When I asked what interest rate they were intending to pay, I was told 0%: you will just get your money back.

So assuming that everyone born after April in every year when they take their pension is "lending" money at this advantageous rate, how much does HMRC gain?

*Has anyone found a way of getting round this?* I was looking to spend my new-found wealth on a trip to sunny Spain, but now I shall have to sit in the UK and shiver, whilst eating bread and dripping, as I can't afford to "lose" £1000. I have already written to my MP but that will not change anything in a hurry (if at all). I am wondering if I can ask for an emergency tax code (1060 rather than 533 which they are offering) and then sorting things out in May/June.

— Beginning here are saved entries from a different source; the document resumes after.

PR #486, opened 2024-03-13
Add tests for verifying action key on hyrolo matches

matsl:
# What

Add tests for verifying action key on hyrolo matches

# Why

I noticed a problem with kotl files if the first line contains a slash
'/'.  So added a few tests to explore that problem. The problematic
test is marked as expected failure.

# Note

The problem is that the kotl-files contents "display" is changed and the file is not a any longer a valid kotl-file. The file stored on disk is not changed and is still a valid kotl-file. So something happend when the action key is used to move there when there is a a slash in the line!?

### DIFF
--- a/test/hyrolo-tests.el
+++ b/test/hyrolo-tests.el
@@ -3,7 +3,7 @@
 ;; Author:       Mats Lidell <matsl@gnu.org>
 ;;
 ;; Orig-Date:    19-Jun-21 at 22:42:00
-;; Last-Mod:     12-Mar-24 at 23:04:11 by Mats Lidell
+;; Last-Mod:     14-Mar-24 at 00:26:34 by Mats Lidell
 ;;
 ;; SPDX-License-Identifier: GPL-3.0-or-later
 ;;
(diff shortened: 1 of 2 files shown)


test/hyrolo-tests.el
```diff
@@ -1513,6 +1513,108 @@ body
       (kill-buffer hyrolo-display-buffer)
       (hy-delete-files-and-buffers hyrolo-file-list))))
 
+(ert-deftest hyrolo-tests--goto-org-match ()
+  "Verify that moving to a match reaches the target buffer."
```
rswgnu, line 1517: Need to change the doc string to match the test for each of the fun tions you added to this buffer.

test/hyrolo-tests.el
```diff
@@ -1513,6 +1513,108 @@ body
...
+      (hy-delete-files-and-buffers hyrolo-file-list))))
+
+(ert-deftest hyrolo-tests--goto-kotl-header-with-slash-match ()
+  "Verify that moving to a match reaches the target buffer."
+  :expected-result :failed
+  (let* ((kotl-file1 (hyrolo-tests--gen-kotl-outline "h/kotl" "body" 1))
+         (hyrolo-file-list (list kotl-file1)))
+    (unwind-protect
+        (progn
+          (hyrolo-grep "h/kotl")
```
rswgnu, line 1602: /  is the child separator in hyrolo searches, so this means find the ‘h’ node and then a child node starting with ‘kotl’.  Should be documented in the manual.  So the test needs rewriting.  Maybe we should not have the same behavior in hyrolo-fgrep and hyrolo-grep.

rswgnu (changes requested):

test/hyrolo-tests.el
matsl: I will fix. I wanted to you too see it so I hacked and pushed away! ;-)

test/hyrolo-tests.el
matsl: Ah I see. OK. To bad the point I was trying to make got lost because it got masked by that feature. So you are right that the test case needs to be rewritten but not because of the child separator. It is a problem with having a / in the first line in the cell if there is a match on that line. To late this night to rewrite it so I will redesign it tomorrow to better prove the point. Or I can show you a real life example on Sunday.

matsl:
@rswgnu Updated docstrings and reworked the tests slightly. Most important. Removed the slash in the search since that has special meaning i hyrolo but kept it in the contents of the cells. There are test cases both for slash in the first line in the cell and in the second line in the cell. There is different behavior.

rswgnu (approved):

PR #489, opened 2024-03-16
Add test for ibut:at-p on a remote path name

matsl:
# What

Add test for ibut:at-p on remote path names.

# Why

There is a problem when point is in the email address part of the
remote name. It is identified as an email address so instead of
opening the remote file the email editor is opened.

The test case narrows it down a bit to ibut:at-p that is tested on
three positions in the remote file name. Before and after the email
portion and then on the email portion (which fails).

The test case is consequently configured as expected failed to
document the problem.

### DIFF
--- a/ChangeLog
+++ b/ChangeLog
@@ -1,3 +1,8 @@
+2024-03-16  Mats Lidell  <matsl@gnu.org>
+
+* test/hbut-tests.el (hbut-tests--ibut-at-p-identifies-a-remote-pathname):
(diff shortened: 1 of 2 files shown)


matsl:
@rswgnu Bob, I found another issue and documented it with a test case. Maybe the fix is just to check for pathname before email-address or we need to have a more advanced check for email-address that noticed if it is part of a remove file name. Leaving the fix for later in any case.

rswgnu (approved):

PR #490, opened 2024-03-16
Add target to run make with a dockerized Emacs

matsl:
# What

Add target to run make with a dockerized Emacs.

# Why

It is good to easily be a be able to test with alternative versions of
Emacs.


matsl:
@rswgnu First attempt to support dockerized developer builds.

# Usage:
#   make dockerized version=28.1 targets='clean bin test'

So one target and then with parameters you specify version and which make file targets you want to run! More to type but flexible. What would support you best in your development?

rswgnu (approved):

PR #83, opened 2017-05-29
Add typescript typings

marvinhagemeister:
This PR adds typings for TypeScript, to make it easier to use `webpack-bundle-analyzer` with it. The package `@types/webpack` is necessary, because we depend on `webpack`. Although webpack itself is listed under devDependencies, the `@types/webpack` package needs to be listed under normal `dependecies` because our typings depend on them and typings are resolved at runtime.

### DIFF
--- a/index.d.ts
+++ b/index.d.ts
@@ -1,0 +1,45 @@
+declare module "webpack-bundle-analyzer" {
+  import { Plugin, Options } from "webpack";
+
+  export type AnalyzerMode = "server" | "static" | "disabled";
+  export type ModuleSize = "stat" | "parsed" | "gzip";
+  export type LogLevel = "info" | "warn" | "error" | "silent";
+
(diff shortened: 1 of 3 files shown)


valscion:
I don't know whether we want to maintain these typings if we change stuff. It should not be that difficult, though, but we don't have any automated way of seeing whether we broke these in some version.

Have you considered sending these typings just to https://github.com/DefinitelyTyped/DefinitelyTyped ? If not, why? I'm not that familiar with how package typings are normally handled in the TypeScript ecosystem.

marvinhagemeister:
Fair point. I'll upstream the typings to [DefinitelyTyped](https://github.com/DefinitelyTyped/DefinitelyTyped).

valscion:
Thanks! I'll keep this in mind if at some later point we want to have these :)

PR #96, opened 2017-07-13
Support parsing of ESNext features

### LINKED ISSUE #94: Can't parse bundle asset with babel-preset-env on latest browsers
#### Issue description
I'm getting the "Can't parse bundle asset" error (and therefore am only seeing stat sizes) when I adjust my `babel-preset-env` parameters to only support the latest browser versions (specifically, Safari 10.1). The big change here (compared to Safari 10.0, which works as expected) is that babel is using native async/await.

Bizarrely, the parse _does succeed_ on 10.1 if I set devtool to 'eval-source-map'. If I set it to null, or 'source-map', I get this error. Not entirely sure why this would be the case, but happy to throw additional logs in to help better debug...

#### Technical info
* Webpack Bundle Analyzer version: `2.8.2`
* Webpack version: `3.1.0`
* Node.js version: `7.10.0`
* npm/yarn version: `4.2.0`
* OS: `MacOS 10.12.4`

#### Debug info
I use this module as a plugin: 
```js
new BundleAnalyzerPlugin({
        analyzerMode: 'server',
	reportFilename: `${logDirectory}/statistics.html`,
	analyzerHost: 'localhost',
	analyzerPort: 9081,
	defaultSizes: 'gzip',
	openAnalyzer: true,
	generateStatsFile: true,
	logLevel: 'info',
        statsOptions: { source: false },
})
```

I'm able to reproduce this without any additional plugins. I use `babel-loader` with the following options:
```js
{
	test: /\.jsx?$/,
	exclude: /node_modules/,
	loader: 'babel-loader',
	query: {
		presets: [
			['env', {
				targets: {
					safari: '10.1',   // change to '10.0' and bundle parse succeeds
					edge: '15',
					firefox: '54',
					chrome: '60',
				},
			        modules: false,
			        loose: true,
		        }],
		],
		plugins: [
			'syntax-dynamic-import',
			'transform-class-properties',
			'transform-object-rest-spread',
			'transform-react-jsx',
		],
	},
}
```

[stats.json.txt](https://github.com/th0r/webpack-bundle-analyzer/files/1136848/stats.json.txt)

th0r:
Fixes #94

### DIFF
--- a/package.json
+++ b/package.json
@@ -33,7 +33,7 @@
     "views"
   ],
   "dependencies": {
-    "acorn": "^5.0.3",
+    "acorn": "^5.1.1",
     "chalk": "^1.1.3",
     "commander": "^2.9.0",
     "ejs": "^2.5.6",
--- a/src/parseUtils.js
+++ b/src/parseUtils.js
@@ -9,7 +9,13 @@ module.exports = {
 
 function parseBundle(bundlePath) {
   const content = fs.readFileSync(bundlePath, 'utf8');
-  const ast = acorn.parse(content, { sourceType: 'script' });
+  const ast = acorn.parse(content, {
+    sourceType: 'script',
+    // I believe in a bright future of ECMAScript!
+    // Actually, it's set to `2050` to support the latest ECMAScript version that currently exists.
+    // Seems like `acorn` supports such weird option value.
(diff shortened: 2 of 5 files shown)


valscion:
Nice :+1:

PR #97, opened 2017-07-14
Version 3: Split reporting UI from dependency graph size calculation

valscion:
This is a tracking PR for getting to version 3.

## What? What is version 3?

Version 3 will split the reporting UI (the treemap reporter) from the webpack code.

This allows users to create any kind of reporter, while the webpack plugin and CLI would provide the raw data containing post-minification and gzipped sizes.

## How can you help?

Please leave me a comment on your thoughts on this idea, or even add a reaction to this PR description so I could see how many are interested in this at all.

## How did I come up with this idea?

The thing that started this eventual process was an experimental PR #25 — I wanted to see if I could add a sunburst chart visualizer to `webpack-bundle-analyzer` alongside the treemap visualizer.

It seems that I wasn't the only one, @bitpshr had also done [a much more finished version of a sunburst chart](https://github.com/th0r/webpack-bundle-analyzer/pull/25#issuecomment-265478690):

> Related, I [added sunburst support as well](https://github.com/th0r/webpack-bundle-analyzer/compare/master...bitpshr:sunburst-chart?expand=1) (I didn't know @valscion's PR existed).
>
> @th0r, you built a great tool and we plan to use it as a basis for Dojo 2 build reporting. We were concerned about shipping the Carrot Search commercial treemap solution to users with permanent demo branding, hence our fork.
>
> sunburst

And sunbursts are just one possible visualizer. What about a VR-based bundle content visualizer? https://twitter.com/ken_wheeler/status/872939627656728578

## What has happened before this PR?

I have figured out how `webpack-bundle-analyzer` works and pondered what would be the best approach to have a custom reporter.

And then me and @th0r figured that the best solution would be to split analyzer from the treemap UI code: https://github.com/th0r/webpack-bundle-analyzer/issues/32

I've tested various different approaches to this problem: https://github.com/th0r/webpack-bundle-analyzer/pull/40 (with explanation in https://github.com/th0r/webpack-bundle-analyzer/issues/32#issuecomment-274270668), a proof of concept of this in https://github.com/valscion/webpack-bundle-analyzer/pull/1 and generally just figuring things out.

## Architectural changes

This repository is converted to a monorepo (like [Babel](https://github.com/babel/babel/blob/master/doc/design/monorepo.md)), and the maintenance work is handled with [Lerna](https://github.com/lerna/lerna/).

New packages (to be) created:

- [x] webpack plugin code
- [x] Treemap reporter that uses the Carrot Search Foamtree
- [x] Bundle content parser
- [x] Logger
- [ ] Compatibility package to tie these together exactly like existing `webpack-bundle-analyzer` plugin works to help in migration

These package splits are still not set in stone, and I'll evaluate the best choices for split points as I go.

## TODO (that will change as I think things through)

I intend to work on this by creating new PRs for distinct features that point to this branch instead of `master`. This way I can work in smaller steps, and hopefully have more focused PRs.

- [x] Merge in a refactoring that moved chart data calculation to source code edges, #81
- [x] Proper scripts for the common development cases
- [x] Run `build` automatically for all packages before publishing new versions
- [x] Move all reporter related configuration options under reporter specific options object
- ~~Improve the current test infrastructure~~~
  * Postponed to a later time
- [ ] Create a new package that has exactly same API as v2 does, but just utilizes these new packages
  * This should make migration cost zero _and_ still allow using a different visualizer by just using a different package as the entry point.

Nice things to have:

- [ ] Introduce [Flow](https://github.com/facebook/flow), at least to the `chartData` boundaries, and use the same types in reporter and plugin
- [ ] Maybe add some way of validating `reporterOptions` which reporters themselves can use


valscion:
Ach, it's way too slow to figure out distinct PRs for all the changes 😅 . I'm gonna just commit directly here, and try to report some comments in between as to what I've done.

.travis.yml
```diff
@@ -3,6 +3,7 @@ sudo: false
 branches:
   only:
     - master
+    - version-3
```
valscion: This will need to be removed _right before merging_. This is needed here so that branches against this `version-3` branch have their tests ran in CI. See https://github.com/webpack-contrib/webpack-bundle-analyzer/pull/143#issuecomment-362899898

valscion:
I think I might get to this again at some point, but this branch has lived for long enough so far that continuing from here would cause undue hassle. I'll close this PR for now.

PR #108, opened 2017-07-30
Allow webpack modules to be wrapped in arrow functions.

regiontog:
When using e.g. [uglifyjs](https://github.com/webpack-contrib/uglifyjs-webpack-plugin) with options ```{uglifyOptions: { ecma: 8 }}``` bundles with arrow functions are generated. This caused the analyser to always use ```stats``` over ```parsed``` and ```gzipped``` because it could not parse the bundles.

I don't know what's necessary to properly support this, but with this fix my project works nicely.


th0r:
Thanks a lot!

Issue #113, opened 2017-09-06
Add brotli size support


aldo-roman:
This is a discussion issue to add Brotli size support on the report, side by side with gzip.
On the app we support, 78% of users surf the web with a brotli-enabled browser.
Global support is around 60%.
See http://caniuse.com/#search=brotli

Also, in our tests, Brotli grants 10% more compression than Gzip.
We are developing a Angular CLI, Angular 4+ app.

I will be experimenting with a fork to add Brotli by replicating the Gzip size implementation.
Any suggestion and feedback is welcome.

valscion:
Huh, never heard of Brotli before 😄 . Awesome to learn new things!

@th0r should be able to answer with any suggestions and feedback, when he's got time. I'd like to at least see a proof-of-concept of this Brotli support if possible ☺️

th0r:
Never heard of Brotli as well. The only concern I have is the increasing of analyze time. Agree with @valscion here - it would be nice to see a proof-of-concept PR and comparison of analyze times with and without it.

valscion:
It might be possible to add brotli support if it would be calculated only when some CLI or plugin option would be there. That way it would not increase analyze time for those who don't yet care about Brotli.

th0r:
👍

aldo-roman:
Hi guys, here there is the PR for Brotli support. It is working without problems on my setup. I couldn't  include an opt-in option for the feature.

Here is a screenshot on how this looks:
![image](https://user-images.githubusercontent.com/497197/30229436-8e0be2b8-94a7-11e7-9d04-590216fc6207.png)

valscion:
Neat! I think it'll be necessary to have an opt-in somehow, but currently it might require some architectural changes. Large changes would cause difficult merge conflicts with #97, though — I hope I could get that finished some day 😕

I hope you're OK with using the Brotli support from your branch? It's a bit unlikely that we'll want to calculate these sizes by default as brotli isn't that widely used yet

edmorley:
If this does get implemented, please can the brotli related dependencies not be added to `dependencies` - to avoid issues like those in siddharthkp/bundlesize#202. (eg check for the dependencies at runtime and if not found and "brotli mode" enabled, output a suitable message.)

[...]

PR #114, opened 2017-09-08
Add support for Brotli size

aldo-roman:
Solves #113

### DIFF
--- a/README.md
+++ b/README.md
@@ -16,7 +16,7 @@ This module will help you:
 4. Optimize it!
 
 And the best thing is it supports minified bundles! It parses them to get real size of bundled modules.
-And it also shows their gzipped sizes!
+And it also shows their gzip and brotli sizes!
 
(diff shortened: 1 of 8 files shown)


RinkAttendant6:
@valscion Any plans on getting this feature in?

valscion:
@RinkAttendant6 not as it is right now. #113 contains more context. The crux is that we don't want this to increase analyze time, and this feature would have to be opt-in. Currently it might require some architectural changes, though, so it isn't that easy to do.

valscion:
Hi @aldo-roman! Thank you for your contributions. Displaying Brotli size would be definitely useful for some folks.

However, due to the reasons listed in #113, I'm afraid we can't go on with this PR as it is now. I hope we'll get this library's architecture to a point where adding optionality for new sizes would be simpler. Right now we aren't there 😞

Any suggestions? TIA - Gordon

PS I know gorgeous George doesn't benefit personally :wink2:


----------



## bognormike (May 10, 2005)

call them again and insist that they charge the correct amount that you will receive in state pension, and point out how much your occupational pension is for the year, so they can calculate a "proper" code for March. It's too late to get anything done for February. BUT for March it will only be done on a "month 1 basis", so they will apply it for March only and not cumulatively! So really you're stuffed.....
It's a well known problem!


----------



## Pudsey_Bear (Sep 25, 2008)

Barstewards


----------



## pete4x4 (Dec 20, 2006)

Now thats why my Mum made sure I was born on the 1st April, I knew there was a reason lol


----------



## H1-GBV (Feb 28, 2006)

APOLOGIES TO HMRC :surprise:

Following BognorMike's advice, I rang their helpline again and got a much more amenable person (Sue) who explained that this Tax Code is only operated on a "week 1" basis, so tax is not backdated :grin2:

There is likely to be a slight over-collection of tax (she estimated £8 ) and that will get paid back in May/June. I'm happy to "lend" that much to GO and I'm not even concerned about the amount of interest it could generate 0

I wish the first contact had been so positive and helpful - Gordon

PS I've also had to write to my MP again, retracting some of my vitriolic comments about that wonderful arm of HMG.


----------



## rayc (Jun 3, 2008)

H1-GBV said:


> APOLOGIES TO HMRC :surprise:
> 
> Following BognorMike's advice, I rang their helpline again and got a much more amenable person (Sue) who explained that this Tax Code is only operated on a "week 1" basis, so tax is not backdated :grin2:
> 
> ...


Your experience with the HMRC staff mirrors mine. I had a problem and the first person I spoke to promised action on their part. Nothing happened and I phoned again. This time a helpful lady sorted it in minutes.


----------